*WORK REQUEST*. All of the data needs to be reproduced with no alterations.

*MATERIALS PROVIDED*.
PR #1335, opened 2020-09-16
932 refactor to fix lint errors

tcaiger:
### Issue #: towards [932](https://github.com/beyondessential/tupaia-backlog/issues/932)

I know that there is a lint package update coming soon thanks to Kostas but I wanted to get the lint errors fixed now and the rules are the same in the new package so it has to be done anyway.

### Changes:

- fix lint errors
- refactor layout component to make a bit drier

### DIFF
--- a/packages/psss/.eslintrc
+++ b/packages/psss/.eslintrc
@@ -11,6 +11,7 @@
     "jest/globals": true
   },
   "rules": {
+    "react/jsx-props-no-spreading": "off",
     "object-shorthand": ["error", "always"],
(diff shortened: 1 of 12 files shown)


packages/psss/.eslintrc
```diff
@@ -11,6 +11,7 @@
     "jest/globals": true
   },
   "rules": {
+    "react/jsx-props-no-spreading": "off",
```
kael89, line 14: This will be part of our new style guide! So good call adding it 🙌

kael89 (approved):
I love your attention to linting!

*TASK OUTPUT*.
PR #1335, opened 2020-09-16
932 refactor to fix lint errors

tcaiger:
### Issue #: towards [932](https://github.com/beyondessential/tupaia-backlog/issues/932)

I know that there is a lint package update coming soon thanks to Kostas but I wanted to get the lint errors fixed now and the rules are the same in the new package so it has to be done anyway.

### Changes:

- fix lint errors
- refactor layout component to make a bit drier

### DIFF
--- a/packages/psss/.eslintrc
+++ b/packages/psss/.eslintrc
@@ -11,6 +11,7 @@
     "jest/globals": true
   },
   "rules": {
+    "react/jsx-props-no-spreading": "off",
     "object-shorthand": ["error", "always"],
(diff shortened: 1 of 12 files shown)


packages/psss/.eslintrc
```diff
@@ -11,6 +11,7 @@
     "jest/globals": true
   },
   "rules": {
+    "react/jsx-props-no-spreading": "off",
```
kael89, line 14: This will be part of our new style guide! So good call adding it 🙌

kael89 (approved):
I love your attention to linting!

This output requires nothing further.